Last week I attended the Oncogenomics Workshop in Hinxton. This was a really interesting Workshop organized by the Industry program of the EBI. It addressed the issues of which data are becoming available and how to access them, how to best analyze the oncogenomics data and interpret them, and which are the challenges ahead in terms of translating these data and knowledge into therapeutic opportunities. I was invited to present IntOGen and I thought it would be of interest to some followers of our blog if I shared the slides of the talk.
I explained the IntOGen project, focusing on the analysis of Somatic Mutations detected by tumour genome re-sequencing projects. IntOGen aims to integrate data across projects and cancer sites to identify genes and pathways involved in cancer. I briefly exposed how we obtain the data, the methods that we have developed to perform the analyses (namely, OncodriveFM, OncodriveCLUST and transFIC) and how we present the results in the IntOGen web discovery tool (currently at http://beta.intogen.org).

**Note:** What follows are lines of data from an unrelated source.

PR #221, opened 2021-02-10
Pin placement

aspensantos:


restapi/stories.go
```diff
@@ -46,6 +52,16 @@ func (api api) ReturnStoryByID(w http.ResponseWriter, r *http.Request) render.Re
 	return rest.JSONStatusOK(story)
 }
 
+func (api api) randomizePinLocation(city string) (latitude float64, longitude float64, err error) {
```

A key feature for a project like IntOGen is that it uses methods that are scalable for the analysis of a large number of tumours. For that, we have developed novel methods that can identify cancer driver genes solely from the list of tumour somatic mutations, eliminating the need to download and process large and protected files (eg. BAM files), which would be impractical for a project like IntOGen and not be scalable for the analysis of much larger cohorts of tumours.
I also noted that the complete pipeline we use for the analysis of somatic mutations in IntOGen is available for other researchers to process their own data here.